DATA TO USE Block Start

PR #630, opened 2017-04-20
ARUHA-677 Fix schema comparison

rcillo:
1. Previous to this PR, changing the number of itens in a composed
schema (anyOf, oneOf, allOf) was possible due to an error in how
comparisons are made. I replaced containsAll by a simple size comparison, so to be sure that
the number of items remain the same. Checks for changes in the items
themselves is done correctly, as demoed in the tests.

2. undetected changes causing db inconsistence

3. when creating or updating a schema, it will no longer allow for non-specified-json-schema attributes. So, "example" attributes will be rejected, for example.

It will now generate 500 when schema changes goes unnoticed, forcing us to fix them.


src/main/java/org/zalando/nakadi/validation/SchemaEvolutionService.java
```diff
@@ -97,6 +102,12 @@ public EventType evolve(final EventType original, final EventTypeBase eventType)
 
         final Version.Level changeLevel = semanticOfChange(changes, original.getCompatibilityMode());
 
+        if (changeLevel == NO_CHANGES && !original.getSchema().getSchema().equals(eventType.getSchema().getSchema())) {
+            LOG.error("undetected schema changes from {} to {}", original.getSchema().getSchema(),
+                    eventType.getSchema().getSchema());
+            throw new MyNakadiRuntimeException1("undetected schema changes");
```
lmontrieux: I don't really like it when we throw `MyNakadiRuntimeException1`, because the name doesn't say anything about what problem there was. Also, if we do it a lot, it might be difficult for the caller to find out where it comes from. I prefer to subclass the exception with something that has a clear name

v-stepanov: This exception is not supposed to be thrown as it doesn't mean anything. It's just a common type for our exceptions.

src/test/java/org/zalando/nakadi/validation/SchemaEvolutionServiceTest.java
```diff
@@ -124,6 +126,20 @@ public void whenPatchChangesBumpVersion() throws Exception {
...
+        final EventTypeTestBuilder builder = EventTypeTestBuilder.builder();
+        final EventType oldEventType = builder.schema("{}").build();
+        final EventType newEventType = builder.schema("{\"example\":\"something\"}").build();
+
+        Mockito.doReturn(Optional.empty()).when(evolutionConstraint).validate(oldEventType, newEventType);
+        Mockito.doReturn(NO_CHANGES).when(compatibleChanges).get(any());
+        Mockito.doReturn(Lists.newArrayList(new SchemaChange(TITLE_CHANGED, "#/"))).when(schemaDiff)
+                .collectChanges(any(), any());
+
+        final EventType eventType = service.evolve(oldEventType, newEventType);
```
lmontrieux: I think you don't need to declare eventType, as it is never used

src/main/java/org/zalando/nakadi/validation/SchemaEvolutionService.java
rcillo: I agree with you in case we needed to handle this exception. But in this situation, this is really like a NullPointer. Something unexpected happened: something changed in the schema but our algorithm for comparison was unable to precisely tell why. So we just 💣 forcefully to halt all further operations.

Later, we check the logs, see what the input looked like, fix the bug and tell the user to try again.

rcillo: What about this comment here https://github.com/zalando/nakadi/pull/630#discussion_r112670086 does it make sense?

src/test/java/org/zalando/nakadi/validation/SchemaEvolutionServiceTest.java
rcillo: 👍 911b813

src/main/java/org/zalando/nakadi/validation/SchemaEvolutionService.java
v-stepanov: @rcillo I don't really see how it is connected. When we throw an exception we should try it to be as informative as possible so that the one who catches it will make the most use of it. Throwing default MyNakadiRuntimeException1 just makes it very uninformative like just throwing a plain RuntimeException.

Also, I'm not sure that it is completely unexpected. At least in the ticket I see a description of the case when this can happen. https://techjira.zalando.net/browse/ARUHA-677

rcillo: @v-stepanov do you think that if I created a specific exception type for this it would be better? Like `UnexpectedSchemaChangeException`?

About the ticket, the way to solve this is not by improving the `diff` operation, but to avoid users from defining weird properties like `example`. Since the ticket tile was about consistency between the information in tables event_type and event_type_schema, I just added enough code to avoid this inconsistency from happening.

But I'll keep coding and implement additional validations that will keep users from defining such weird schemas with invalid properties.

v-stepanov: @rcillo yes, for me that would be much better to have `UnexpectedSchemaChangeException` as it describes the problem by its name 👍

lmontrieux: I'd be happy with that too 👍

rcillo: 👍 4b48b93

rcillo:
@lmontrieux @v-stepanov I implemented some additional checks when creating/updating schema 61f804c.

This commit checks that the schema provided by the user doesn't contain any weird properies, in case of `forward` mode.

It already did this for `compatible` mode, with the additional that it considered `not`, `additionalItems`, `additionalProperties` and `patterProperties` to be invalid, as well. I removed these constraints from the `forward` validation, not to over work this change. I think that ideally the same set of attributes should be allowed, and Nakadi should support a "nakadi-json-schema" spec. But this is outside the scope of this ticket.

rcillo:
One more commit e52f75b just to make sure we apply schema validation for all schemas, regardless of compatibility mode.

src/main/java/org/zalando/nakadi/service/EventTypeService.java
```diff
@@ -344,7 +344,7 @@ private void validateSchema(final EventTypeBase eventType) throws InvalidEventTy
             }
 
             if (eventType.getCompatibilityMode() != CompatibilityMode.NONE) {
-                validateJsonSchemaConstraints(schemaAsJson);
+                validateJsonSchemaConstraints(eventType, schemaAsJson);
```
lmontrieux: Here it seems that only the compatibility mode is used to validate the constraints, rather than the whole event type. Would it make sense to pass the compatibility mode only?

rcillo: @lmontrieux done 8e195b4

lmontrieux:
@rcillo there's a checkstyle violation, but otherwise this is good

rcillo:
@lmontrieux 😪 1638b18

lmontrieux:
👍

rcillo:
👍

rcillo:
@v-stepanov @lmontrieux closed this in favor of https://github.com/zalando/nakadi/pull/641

DATA TO USE Block End
DATA TO USE Block Start

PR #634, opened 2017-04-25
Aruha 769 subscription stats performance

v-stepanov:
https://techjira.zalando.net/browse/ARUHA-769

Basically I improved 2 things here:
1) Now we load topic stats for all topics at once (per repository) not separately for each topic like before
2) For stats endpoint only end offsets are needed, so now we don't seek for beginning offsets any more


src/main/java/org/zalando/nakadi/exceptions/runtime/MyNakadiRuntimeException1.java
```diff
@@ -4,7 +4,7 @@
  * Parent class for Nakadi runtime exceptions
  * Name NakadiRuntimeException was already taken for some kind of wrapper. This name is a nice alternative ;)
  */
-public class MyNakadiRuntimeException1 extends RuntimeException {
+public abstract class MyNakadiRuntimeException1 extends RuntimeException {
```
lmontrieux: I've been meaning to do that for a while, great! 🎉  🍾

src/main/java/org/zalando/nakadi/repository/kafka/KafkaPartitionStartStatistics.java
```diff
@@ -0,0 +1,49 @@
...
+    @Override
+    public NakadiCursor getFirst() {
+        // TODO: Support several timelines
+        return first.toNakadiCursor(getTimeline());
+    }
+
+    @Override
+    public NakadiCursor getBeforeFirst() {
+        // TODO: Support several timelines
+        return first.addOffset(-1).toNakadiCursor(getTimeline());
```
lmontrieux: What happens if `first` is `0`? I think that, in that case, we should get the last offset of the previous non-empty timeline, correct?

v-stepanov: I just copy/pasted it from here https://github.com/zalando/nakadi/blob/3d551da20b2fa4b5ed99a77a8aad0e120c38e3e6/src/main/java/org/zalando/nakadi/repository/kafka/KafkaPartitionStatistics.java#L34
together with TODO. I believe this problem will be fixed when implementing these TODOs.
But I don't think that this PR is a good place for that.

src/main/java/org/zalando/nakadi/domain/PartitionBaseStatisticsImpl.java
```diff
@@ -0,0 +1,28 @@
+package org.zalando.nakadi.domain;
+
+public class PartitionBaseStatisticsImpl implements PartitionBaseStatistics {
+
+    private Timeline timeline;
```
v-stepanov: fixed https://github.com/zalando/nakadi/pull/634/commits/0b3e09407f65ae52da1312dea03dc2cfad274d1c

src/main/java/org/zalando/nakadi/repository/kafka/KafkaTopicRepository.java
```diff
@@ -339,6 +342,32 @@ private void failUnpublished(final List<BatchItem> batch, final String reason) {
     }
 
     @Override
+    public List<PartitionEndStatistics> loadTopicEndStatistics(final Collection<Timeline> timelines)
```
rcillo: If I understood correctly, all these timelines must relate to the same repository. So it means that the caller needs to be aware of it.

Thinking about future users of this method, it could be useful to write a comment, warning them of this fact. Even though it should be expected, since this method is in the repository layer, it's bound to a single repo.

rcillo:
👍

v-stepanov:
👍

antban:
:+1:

DATA TO USE Block End
DATA TO USE Block Start

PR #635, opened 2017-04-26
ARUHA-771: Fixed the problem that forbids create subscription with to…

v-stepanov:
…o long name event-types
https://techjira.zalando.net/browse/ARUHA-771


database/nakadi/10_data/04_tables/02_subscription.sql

DATA TO USE Block End

PROBLEM REQUIREMENTS
Pick each line holding the word "schemaAsJson" out of the listing.

TASK RESPONSE
-                validateJsonSchemaConstraints(schemaAsJson);
+                validateJsonSchemaConstraints(eventType, schemaAsJson);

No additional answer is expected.